You can also override the image’s default entrypoint by running a shell instead:

 docker run --privileged=true --name llama2 --entrypoint /bin/bash -it -v /home/opc/llama-cpp/models/:/models amperecomputingai/llama.cpp:latest

The shell will launch into the /llm folder where all the tools binary are. From here, you can run this to launch an interactive CLI to chat

./llama-cli -hf ggml-org/gemma-3-1b-it-GGUF

switching models

Unlike Ollama that can hot swap models from its local storage, the llama-server binary loads a single model file when it starts and does not have a built-in command to dynamically swap models while running. To change the model being served by llama-server, you must restart the server with the new model path specified in the -m flag.

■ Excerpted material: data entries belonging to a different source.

PR #20723, opened 2024-08-02
refactor: remove webhooks from optimize

buccarel:
## Description

Webhooks are a feature that is present in Optimize 7 and shall be removed from Optimize 8

## Checklist

- [ ] for CI changes:
  - [ ] structural/foundational changes signed off by [CI DRI](https://github.com/cmur2)
  - [ ] [ci.yml](https://github.com/camunda/camunda/blob/main/.github/workflows/ci.yml) modifications comply with ["Unified CI" requirements](https://github.com/camunda/camunda/wiki/CI-&-Automation#workflow-inclusion-criteria)

## Related issues

* https://github.com/camunda/camunda/issues/33560

PR #28453, opened 2025-02-20
refactor: remove webhooks from optimize DB

abremard:
## Description

I'm resuming the work being done in [this PR](https://github.com/camunda/camunda/pull/20723) which attempted to remove webhooks (C7 feature) from C8. I broke down the PR into a few smaller pieces to make it easier to review and roll out the changes. This one specifically removes the alert webhooks logic from database.

Also worth noting that this will require a migration (see [comment](https://github.com/camunda/camunda/pull/20723#pullrequestreview-2218254284))

## Related issues

related to https://github.com/camunda/camunda-optimize/issues/13439


abremard:
@RomanJRW Before this PR can be ready to be reviewed, I need to ensure the migration is done for the `AlertIndex`, see [comment](https://github.com/camunda/camunda/pull/20723#pullrequestreview-2218254284). I'm seeing this [8.8.0 DB change log file](https://github.com/camunda/camunda/blob/main/db/rdbms-schema/src/main/resources/db/changelog/rdbms-exporter/changesets/8.8.0.xml) but it looks like it's only RDBMS, is there an equivalent migration file I should be writing updates to?

matthewBearCamunda (approved):

optimize/util/optimize-commons/src/main/java/io/camunda/optimize/dto/optimize/query/alert/AlertCreationRequestDto.java
```diff
@@ -20,7 +20,6 @@ public class AlertCreationRequestDto {
   private boolean fixNotification;
   private AlertInterval reminder;
   private List<String> emails = new ArrayList<>();
-  private String webhook;
```
RomanJRW, line 23: is this an API change? If so, please ensure the docs get updated too

abremard: It's changing the `ui-configuration` API endpoint, which IIRC is only used by our UI. I don't see any reference to that endpoint in `camunda-docs`

PR #21131, opened 2024-08-14
refactor: remove combined report from Optimize FE

OmranAbazid:
## Description

This PR removes the combined reports functionality from the front-end application of Optimize. 
In scope of this, I also did a small refactoring to decouple `hyperReportRenderer` from `CombinedReportRenderer`

## Checklist

- [ ] for CI changes:
  - [ ] structural/foundational changes signed off by [CI DRI](https://github.com/cmur2)
  - [ ] [ci.yml](https://github.com/camunda/camunda/blob/main/.github/workflows/ci.yml) modifications comply with ["Unified CI" requirements](https://github.com/camunda/camunda/wiki/CI-&-Automation#workflow-inclusion-criteria)

## Related issues

related to https://github.com/camunda/camunda-optimize/issues/13439

PR #28456, opened 2025-02-20
refactor: remove combined and reportType from report payload

abremard:
## Description

This PR is removing the "combined" and "reportType" fields as we don't support combined reports in C8 (see [this PR](https://github.com/camunda/camunda/pull/21131) for context).

## Related issues

related to https://github.com/camunda/camunda-optimize/issues/13439

### DIFF
--- a/optimize/client/src/modules/services/reportService.ts
+++ b/optimize/client/src/modules/services/reportService.ts
@@ -7,7 +7,7 @@
  */
 
 import {post} from 'request';
-import {Report, ReportType} from 'types';
+import {Report} from 'types';
 import { getFullURL } from '../api';
 
 interface ConfigParams {
@@ -43,13 +43,13 @@ type DeepPartial<T> = T extends object
     }
   : T;
 
-export type ReportEvaluationPayload<T extends ReportType> = DeepPartial<Report<T>>;
+export type ReportEvaluationPayload = DeepPartial<Report>;
 
-export async function evaluateReport<T extends ReportType>(
-  payload: ReportEvaluationPayload<T>,
+export async function evaluateReport(
+  payload: ReportEvaluationPayload,
   filter = [],
   query = {}
-): Promise<Report<T>> {
+): Promise<Report> {
   let response;
 
   if (typeof payload !== 'object') {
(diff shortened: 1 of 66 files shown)


optimize/client/src/modules/services/reportService.ts
```diff
@@ -59,7 +59,7 @@ export async function evaluateReport<T extends ReportType>(
     // evaluate unsaved report
     // we dont want to send report result in payload to prevent exceedeing request size limit
     const {result: _result, ...evaluationPayload} = payload;
-    response = await post(getFullURL(`api/report/evaluate`), evaluationPayload, {query});
+    response = await post(getFullURL(`api/report/evaluate`), {...evaluationPayload, combined: false, reportType: "process"}, {query});
```
abremard, line 62: To prevent the BE from breaking, I'm sending these two dummy key/values for now. "combined" should always be `false` since we don't support combined reports, and `reportType` should always be `process`. Once the backend part of the cleanup is done, we can remove these dummy values.

OmranAbazid: > To prevent the BE from breaking, I'm sending these two dummy key/values for now. "combined" should always be `false` since we don't support combined reports, and `reportType` should always be `process`. Once the backend part of the cleanup is done, we can remove these dummy values.

Do we keep track of this somehow? Do we have an issue for it or can we have mentioned in the backend issue?

OmranAbazid (approved):
pre-approving.
I think some of the files are not being formatting property like the reportService file.
I think you need to use prettier formatter for it to work correctly.

optimize/client/src/modules/services/reportService.ts
abremard: Thanks for raising this, I've added a checkbox in https://github.com/camunda/camunda-optimize/issues/13211 so we don't forget

abremard:
> I think some of the files are not being formatting property like the reportService file. I think you need to use prettier formatter for it to work correctly.

Interesting, shouldn't this [lint-staged](https://github.com/camunda/camunda/blob/2320bcc73a5590e8a4dd80b413f4aa881175fe21/optimize/client/package.json#L59-L67) have fixed it automatically?

I just manually ran a `prettier --write .`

If your goal is to have multiple models accessible at the same time, you have two primary options:

  1. Run a separate server for each model: Start a new llama-server container for each model and use a different port for each one to avoid conflicts.
  2. Use a model management proxy: Tools like llama-Swap or FlexLLama can act as a proxy. You configure them with a list of your models and their paths. These proxies listen on a single port and automatically start and stop llama-server based on the model selected in your API request (i.e., hot swapping). After the server started, they proxy your HTTP requests to it.